*** Opening of Material to process ***

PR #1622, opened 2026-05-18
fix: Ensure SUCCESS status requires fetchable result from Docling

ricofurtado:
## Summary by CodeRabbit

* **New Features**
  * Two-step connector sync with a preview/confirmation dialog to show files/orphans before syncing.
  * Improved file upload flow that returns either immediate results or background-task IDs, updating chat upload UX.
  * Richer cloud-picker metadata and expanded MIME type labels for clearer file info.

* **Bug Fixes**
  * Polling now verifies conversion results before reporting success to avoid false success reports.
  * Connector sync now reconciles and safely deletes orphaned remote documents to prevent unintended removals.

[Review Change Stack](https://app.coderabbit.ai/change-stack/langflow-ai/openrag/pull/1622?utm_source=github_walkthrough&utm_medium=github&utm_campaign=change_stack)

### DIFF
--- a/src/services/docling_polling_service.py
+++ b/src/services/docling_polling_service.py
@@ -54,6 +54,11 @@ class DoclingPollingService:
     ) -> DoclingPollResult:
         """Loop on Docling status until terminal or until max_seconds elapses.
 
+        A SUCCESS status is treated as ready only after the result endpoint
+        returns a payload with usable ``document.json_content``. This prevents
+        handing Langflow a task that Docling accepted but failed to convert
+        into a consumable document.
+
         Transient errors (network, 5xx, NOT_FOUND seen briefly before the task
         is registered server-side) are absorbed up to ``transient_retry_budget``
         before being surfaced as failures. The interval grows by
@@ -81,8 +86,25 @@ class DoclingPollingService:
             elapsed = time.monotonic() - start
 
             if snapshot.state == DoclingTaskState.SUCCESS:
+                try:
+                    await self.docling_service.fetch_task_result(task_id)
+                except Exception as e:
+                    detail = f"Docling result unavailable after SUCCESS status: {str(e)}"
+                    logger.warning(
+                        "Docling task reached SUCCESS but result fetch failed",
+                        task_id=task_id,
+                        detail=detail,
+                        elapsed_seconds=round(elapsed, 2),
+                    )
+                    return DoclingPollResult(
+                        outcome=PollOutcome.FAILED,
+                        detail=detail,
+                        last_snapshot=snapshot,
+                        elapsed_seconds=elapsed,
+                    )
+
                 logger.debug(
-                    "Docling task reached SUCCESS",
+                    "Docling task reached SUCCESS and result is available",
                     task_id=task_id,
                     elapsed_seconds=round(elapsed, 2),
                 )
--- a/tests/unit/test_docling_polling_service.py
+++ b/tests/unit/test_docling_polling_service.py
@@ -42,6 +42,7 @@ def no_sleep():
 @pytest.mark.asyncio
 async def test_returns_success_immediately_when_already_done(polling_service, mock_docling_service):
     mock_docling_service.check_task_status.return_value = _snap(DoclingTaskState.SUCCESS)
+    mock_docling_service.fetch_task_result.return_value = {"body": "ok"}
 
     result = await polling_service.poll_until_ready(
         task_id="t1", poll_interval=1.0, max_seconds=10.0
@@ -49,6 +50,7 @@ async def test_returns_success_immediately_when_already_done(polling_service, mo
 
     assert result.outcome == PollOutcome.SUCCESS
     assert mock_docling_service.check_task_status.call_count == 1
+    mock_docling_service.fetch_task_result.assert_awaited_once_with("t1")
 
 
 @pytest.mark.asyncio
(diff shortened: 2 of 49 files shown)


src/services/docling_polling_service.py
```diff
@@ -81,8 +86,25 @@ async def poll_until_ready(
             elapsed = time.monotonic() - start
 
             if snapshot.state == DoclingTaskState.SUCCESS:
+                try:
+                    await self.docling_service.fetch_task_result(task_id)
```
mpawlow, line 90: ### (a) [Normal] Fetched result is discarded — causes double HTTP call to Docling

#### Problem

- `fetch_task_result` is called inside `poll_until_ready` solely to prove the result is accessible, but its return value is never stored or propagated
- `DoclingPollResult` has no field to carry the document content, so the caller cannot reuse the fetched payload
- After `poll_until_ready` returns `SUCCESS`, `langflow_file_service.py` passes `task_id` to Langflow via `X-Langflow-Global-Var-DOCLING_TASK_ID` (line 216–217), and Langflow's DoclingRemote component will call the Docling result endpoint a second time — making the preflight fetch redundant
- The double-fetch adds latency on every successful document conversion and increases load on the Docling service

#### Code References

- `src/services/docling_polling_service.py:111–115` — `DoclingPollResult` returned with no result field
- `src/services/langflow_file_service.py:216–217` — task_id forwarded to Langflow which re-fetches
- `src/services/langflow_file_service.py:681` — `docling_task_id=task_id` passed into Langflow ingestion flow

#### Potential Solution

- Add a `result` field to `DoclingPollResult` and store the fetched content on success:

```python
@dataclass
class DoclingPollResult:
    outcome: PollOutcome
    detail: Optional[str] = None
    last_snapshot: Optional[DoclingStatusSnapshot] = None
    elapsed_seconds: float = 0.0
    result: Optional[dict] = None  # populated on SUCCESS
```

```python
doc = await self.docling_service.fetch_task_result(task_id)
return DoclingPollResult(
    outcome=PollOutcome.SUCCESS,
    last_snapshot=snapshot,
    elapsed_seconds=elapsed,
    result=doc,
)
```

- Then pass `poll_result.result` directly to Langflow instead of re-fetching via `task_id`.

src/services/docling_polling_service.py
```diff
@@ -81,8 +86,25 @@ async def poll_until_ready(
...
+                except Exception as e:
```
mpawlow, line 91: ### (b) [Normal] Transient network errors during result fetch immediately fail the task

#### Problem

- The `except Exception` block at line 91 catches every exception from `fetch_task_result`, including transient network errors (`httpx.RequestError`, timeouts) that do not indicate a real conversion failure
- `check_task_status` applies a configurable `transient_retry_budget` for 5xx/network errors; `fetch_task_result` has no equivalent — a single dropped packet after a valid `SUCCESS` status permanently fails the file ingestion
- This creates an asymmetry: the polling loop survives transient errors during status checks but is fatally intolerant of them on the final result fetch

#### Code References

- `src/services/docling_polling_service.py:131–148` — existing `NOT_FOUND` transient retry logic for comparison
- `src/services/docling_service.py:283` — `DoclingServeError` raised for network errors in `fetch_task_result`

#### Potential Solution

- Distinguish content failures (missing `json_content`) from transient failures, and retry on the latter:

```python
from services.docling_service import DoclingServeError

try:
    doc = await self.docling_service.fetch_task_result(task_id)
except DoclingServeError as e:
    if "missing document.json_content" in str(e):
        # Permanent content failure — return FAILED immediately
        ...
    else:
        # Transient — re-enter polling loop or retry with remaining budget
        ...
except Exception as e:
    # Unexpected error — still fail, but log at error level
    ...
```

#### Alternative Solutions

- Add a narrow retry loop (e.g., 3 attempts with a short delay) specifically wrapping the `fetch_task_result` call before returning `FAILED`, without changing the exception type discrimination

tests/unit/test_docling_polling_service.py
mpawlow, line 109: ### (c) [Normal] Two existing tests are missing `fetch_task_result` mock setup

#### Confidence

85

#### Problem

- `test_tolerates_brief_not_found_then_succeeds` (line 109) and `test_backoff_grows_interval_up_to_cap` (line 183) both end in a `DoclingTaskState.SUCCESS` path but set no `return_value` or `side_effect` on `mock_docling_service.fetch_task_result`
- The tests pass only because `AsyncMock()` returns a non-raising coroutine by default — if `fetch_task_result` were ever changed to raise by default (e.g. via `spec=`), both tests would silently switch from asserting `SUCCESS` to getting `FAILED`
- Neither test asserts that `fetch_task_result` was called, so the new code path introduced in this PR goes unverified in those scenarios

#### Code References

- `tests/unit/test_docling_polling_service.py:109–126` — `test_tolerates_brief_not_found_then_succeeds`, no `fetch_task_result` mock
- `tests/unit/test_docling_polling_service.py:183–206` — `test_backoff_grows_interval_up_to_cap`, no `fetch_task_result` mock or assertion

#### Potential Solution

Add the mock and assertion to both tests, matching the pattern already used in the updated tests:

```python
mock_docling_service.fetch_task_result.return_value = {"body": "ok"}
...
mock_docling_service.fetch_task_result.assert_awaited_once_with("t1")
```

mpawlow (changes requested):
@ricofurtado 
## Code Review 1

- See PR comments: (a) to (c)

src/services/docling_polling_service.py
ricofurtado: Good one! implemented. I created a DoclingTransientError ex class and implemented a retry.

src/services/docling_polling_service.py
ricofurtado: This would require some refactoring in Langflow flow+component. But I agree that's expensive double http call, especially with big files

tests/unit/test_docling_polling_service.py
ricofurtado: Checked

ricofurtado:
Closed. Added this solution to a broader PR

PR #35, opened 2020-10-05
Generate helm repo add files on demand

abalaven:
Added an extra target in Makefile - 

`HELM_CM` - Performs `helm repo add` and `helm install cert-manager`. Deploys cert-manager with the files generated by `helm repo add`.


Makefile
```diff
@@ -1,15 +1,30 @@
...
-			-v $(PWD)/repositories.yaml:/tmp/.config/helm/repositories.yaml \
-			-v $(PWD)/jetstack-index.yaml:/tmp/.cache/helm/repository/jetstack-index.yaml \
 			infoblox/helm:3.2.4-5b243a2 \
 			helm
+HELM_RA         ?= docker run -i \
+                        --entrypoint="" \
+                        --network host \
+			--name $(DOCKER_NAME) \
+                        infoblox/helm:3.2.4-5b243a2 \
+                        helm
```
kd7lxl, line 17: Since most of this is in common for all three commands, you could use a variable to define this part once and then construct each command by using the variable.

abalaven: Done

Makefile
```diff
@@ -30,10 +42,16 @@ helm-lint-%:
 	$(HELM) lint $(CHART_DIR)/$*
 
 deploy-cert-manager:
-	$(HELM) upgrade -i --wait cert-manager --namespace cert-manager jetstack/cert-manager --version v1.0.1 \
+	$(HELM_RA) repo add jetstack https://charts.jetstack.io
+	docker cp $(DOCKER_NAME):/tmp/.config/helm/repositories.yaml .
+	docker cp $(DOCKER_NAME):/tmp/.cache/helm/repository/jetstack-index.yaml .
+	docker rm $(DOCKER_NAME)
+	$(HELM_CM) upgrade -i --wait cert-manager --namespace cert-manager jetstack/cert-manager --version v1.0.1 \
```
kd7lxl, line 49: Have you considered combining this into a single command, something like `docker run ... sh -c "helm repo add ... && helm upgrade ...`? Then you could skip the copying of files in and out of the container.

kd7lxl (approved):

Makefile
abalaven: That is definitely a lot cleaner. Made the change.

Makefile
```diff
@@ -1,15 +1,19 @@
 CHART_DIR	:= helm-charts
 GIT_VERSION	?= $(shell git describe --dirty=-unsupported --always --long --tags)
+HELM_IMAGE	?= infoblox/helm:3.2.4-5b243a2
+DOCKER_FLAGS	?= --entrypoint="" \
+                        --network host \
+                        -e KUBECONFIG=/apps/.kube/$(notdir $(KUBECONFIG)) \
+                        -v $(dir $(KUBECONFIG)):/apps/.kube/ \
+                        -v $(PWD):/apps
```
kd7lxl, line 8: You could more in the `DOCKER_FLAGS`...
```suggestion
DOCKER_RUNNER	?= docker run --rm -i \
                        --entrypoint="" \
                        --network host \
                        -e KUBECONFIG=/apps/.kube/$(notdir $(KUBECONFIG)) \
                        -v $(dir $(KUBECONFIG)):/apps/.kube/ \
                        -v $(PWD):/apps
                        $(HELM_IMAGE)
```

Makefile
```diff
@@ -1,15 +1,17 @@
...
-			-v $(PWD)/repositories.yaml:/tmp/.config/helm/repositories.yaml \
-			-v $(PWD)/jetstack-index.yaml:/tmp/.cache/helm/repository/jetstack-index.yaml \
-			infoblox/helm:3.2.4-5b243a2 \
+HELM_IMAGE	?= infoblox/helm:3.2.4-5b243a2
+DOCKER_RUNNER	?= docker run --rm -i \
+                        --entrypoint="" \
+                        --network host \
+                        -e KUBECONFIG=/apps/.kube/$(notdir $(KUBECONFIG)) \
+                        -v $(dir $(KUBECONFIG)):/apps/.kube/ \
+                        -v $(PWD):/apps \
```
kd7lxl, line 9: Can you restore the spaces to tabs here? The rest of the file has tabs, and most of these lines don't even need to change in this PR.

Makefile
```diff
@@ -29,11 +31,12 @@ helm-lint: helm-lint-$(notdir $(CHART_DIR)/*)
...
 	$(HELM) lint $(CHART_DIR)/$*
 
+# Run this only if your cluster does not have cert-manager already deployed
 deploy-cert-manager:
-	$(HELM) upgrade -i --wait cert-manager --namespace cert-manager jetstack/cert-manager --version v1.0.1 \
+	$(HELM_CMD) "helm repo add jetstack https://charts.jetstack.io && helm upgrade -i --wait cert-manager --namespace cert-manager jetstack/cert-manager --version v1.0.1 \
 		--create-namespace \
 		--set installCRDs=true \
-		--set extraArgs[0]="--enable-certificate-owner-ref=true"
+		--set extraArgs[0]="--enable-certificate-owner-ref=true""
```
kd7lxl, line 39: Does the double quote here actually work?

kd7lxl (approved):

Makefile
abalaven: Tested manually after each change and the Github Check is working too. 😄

*** Close of Material to process ***

=== Task details ===
Your task is to quote the lines above, beginning with the first and ending with the one that holds "files/orphans before syncing.".

=== Solution ===
PR #1622, opened 2026-05-18
fix: Ensure SUCCESS status requires fetchable result from Docling

ricofurtado:
## Summary by CodeRabbit

* **New Features**
  * Two-step connector sync with a preview/confirmation dialog to show files/orphans before syncing.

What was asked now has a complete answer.